Saved entries

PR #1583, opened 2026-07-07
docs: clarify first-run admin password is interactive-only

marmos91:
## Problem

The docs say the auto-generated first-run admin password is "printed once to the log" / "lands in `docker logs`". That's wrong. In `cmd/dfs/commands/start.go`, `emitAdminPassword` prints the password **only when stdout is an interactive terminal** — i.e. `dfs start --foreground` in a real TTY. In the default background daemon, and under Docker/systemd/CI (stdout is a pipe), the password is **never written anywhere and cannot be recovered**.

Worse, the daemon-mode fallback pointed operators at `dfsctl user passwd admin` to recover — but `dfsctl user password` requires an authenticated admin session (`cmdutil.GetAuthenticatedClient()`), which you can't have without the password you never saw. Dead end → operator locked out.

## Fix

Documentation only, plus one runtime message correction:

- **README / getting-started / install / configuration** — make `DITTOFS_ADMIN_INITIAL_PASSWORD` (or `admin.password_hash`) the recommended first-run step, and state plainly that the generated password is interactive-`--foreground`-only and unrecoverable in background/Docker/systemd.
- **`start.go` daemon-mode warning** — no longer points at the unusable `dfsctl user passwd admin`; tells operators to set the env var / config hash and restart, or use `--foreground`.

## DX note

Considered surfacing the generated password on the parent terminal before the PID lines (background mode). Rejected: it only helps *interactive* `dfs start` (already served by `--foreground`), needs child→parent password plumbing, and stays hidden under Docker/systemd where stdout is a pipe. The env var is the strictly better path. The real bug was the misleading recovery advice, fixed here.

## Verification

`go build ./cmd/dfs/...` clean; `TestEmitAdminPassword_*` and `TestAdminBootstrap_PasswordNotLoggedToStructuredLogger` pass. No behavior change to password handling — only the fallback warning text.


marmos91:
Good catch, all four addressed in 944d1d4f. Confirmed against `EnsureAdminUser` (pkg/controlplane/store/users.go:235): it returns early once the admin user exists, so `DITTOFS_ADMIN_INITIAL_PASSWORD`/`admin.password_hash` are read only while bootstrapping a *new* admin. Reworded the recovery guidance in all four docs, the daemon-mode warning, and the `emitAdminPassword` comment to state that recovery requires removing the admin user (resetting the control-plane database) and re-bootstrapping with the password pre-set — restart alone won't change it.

Directions for this task
I'd like the lines above from the one with "Worse, the daemon-mode" up to and including the one with "- **README /" copied exactly, with no other lines.

Exercise result
Worse, the daemon-mode fallback pointed operators at `dfsctl user passwd admin` to recover — but `dfsctl user password` requires an authenticated admin session (`cmdutil.GetAuthenticatedClient()`), which you can't have without the password you never saw. Dead end → operator locked out.

## Fix

Documentation only, plus one runtime message correction:

- **README / getting-started / install / configuration** — make `DITTOFS_ADMIN_INITIAL_PASSWORD` (or `admin.password_hash`) the recommended first-run step, and state plainly that the generated password is interactive-`--foreground`-only and unrecoverable in background/Docker/systemd.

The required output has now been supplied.